Data shown →
====================
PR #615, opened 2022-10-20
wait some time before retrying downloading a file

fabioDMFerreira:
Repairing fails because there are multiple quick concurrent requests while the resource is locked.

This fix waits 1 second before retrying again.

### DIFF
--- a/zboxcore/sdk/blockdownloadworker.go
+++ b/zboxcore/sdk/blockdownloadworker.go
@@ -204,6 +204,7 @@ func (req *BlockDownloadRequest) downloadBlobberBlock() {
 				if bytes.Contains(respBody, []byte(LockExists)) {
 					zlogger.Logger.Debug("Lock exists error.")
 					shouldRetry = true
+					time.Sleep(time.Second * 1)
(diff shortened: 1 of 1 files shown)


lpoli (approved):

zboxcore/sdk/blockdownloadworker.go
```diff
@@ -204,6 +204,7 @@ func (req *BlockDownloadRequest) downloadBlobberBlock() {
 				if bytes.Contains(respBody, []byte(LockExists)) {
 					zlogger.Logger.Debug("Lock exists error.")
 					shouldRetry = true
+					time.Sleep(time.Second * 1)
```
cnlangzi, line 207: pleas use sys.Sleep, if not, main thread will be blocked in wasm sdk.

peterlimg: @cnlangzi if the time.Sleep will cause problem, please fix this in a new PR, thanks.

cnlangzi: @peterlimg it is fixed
====================
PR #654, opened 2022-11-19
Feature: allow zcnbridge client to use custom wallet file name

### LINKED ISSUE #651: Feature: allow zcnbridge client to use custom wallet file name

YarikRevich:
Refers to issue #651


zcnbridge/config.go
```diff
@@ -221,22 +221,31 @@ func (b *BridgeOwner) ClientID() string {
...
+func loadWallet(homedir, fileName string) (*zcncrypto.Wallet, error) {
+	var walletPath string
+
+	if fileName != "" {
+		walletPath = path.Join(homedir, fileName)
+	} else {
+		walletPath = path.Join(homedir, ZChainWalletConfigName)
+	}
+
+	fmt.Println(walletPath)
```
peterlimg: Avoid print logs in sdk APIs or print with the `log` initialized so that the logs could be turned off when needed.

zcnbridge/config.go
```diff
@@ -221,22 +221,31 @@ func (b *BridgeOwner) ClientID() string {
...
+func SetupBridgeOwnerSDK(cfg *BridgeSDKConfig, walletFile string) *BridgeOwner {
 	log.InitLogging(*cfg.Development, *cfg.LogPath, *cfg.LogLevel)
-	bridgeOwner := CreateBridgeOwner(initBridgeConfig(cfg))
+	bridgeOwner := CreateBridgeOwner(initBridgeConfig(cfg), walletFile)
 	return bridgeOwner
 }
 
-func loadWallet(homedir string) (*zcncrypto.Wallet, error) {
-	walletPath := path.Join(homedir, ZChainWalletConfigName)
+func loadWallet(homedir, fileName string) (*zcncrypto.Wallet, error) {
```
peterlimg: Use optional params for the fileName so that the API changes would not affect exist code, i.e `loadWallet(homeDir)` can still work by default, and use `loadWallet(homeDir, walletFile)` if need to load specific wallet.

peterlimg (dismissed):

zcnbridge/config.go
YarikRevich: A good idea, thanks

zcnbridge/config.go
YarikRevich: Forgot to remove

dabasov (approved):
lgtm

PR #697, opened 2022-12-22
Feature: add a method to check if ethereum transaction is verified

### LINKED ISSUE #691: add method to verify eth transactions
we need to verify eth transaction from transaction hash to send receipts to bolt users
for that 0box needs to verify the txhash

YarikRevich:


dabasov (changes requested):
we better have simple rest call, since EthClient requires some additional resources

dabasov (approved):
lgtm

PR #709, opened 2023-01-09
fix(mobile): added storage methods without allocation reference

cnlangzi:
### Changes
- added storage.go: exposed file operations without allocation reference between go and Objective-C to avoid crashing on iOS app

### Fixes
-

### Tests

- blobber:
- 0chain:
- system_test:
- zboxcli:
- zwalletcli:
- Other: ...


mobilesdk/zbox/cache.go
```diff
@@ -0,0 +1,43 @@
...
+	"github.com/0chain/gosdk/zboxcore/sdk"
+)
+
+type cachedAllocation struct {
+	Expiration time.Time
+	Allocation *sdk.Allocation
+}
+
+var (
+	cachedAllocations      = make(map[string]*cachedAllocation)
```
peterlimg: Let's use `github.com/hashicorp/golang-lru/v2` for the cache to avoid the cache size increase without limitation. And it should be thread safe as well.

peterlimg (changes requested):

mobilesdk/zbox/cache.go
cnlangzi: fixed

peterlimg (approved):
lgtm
====================
What you are asked to do →
Where in the records does the string "fixed" appear? Copy every line that has it.

Exercise response →
cnlangzi: @peterlimg it is fixed
cnlangzi: fixed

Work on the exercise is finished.